Exercise prompt ▸
Each entry must be restated word for word.

Dataset entries ▸
PR #4615, opened 2026-08-12
feat: add locale-aware AG Grid text

johnhwhite:
Adds Spanish and French AG Grid locale text, and makes `SkyDataGrid` react to runtime locale changes.

Tracked by [AB#4082332](https://dev.azure.com/blackbaud/f565481a-7bc9-4083-95d5-4f953da6d499/_workitems/edit/4082332).

## What changed

**`@skyux/ag-grid`** — `SkyAgGridService` now selects AG Grid's stock translations based on the language subtag of the locale reported by `SkyAppLocaleProvider`, layered underneath the SKY UX resource strings so SKY's intentional rewording still wins:

```ts
const agGridLocaleTextByLanguage: Record<string, LocaleText> = {
  es: AG_GRID_LOCALE_ES,
  fr: AG_GRID_LOCALE_FR,
};
```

Answer to this problem ▸
PR #4615, opened 2026-08-12
feat: add locale-aware AG Grid text

johnhwhite:
Adds Spanish and French AG Grid locale text, and makes `SkyDataGrid` react to runtime locale changes.

Tracked by [AB#4082332](https://dev.azure.com/blackbaud/f565481a-7bc9-4083-95d5-4f953da6d499/_workitems/edit/4082332).

## What changed

**`@skyux/ag-grid`** — `SkyAgGridService` now selects AG Grid's stock translations based on the language subtag of the locale reported by `SkyAppLocaleProvider`, layered underneath the SKY UX resource strings so SKY's intentional rewording still wins:

```ts
const agGridLocaleTextByLanguage: Record<string, LocaleText> = {
  es: AG_GRID_LOCALE_ES,
  fr: AG_GRID_LOCALE_FR,
};
```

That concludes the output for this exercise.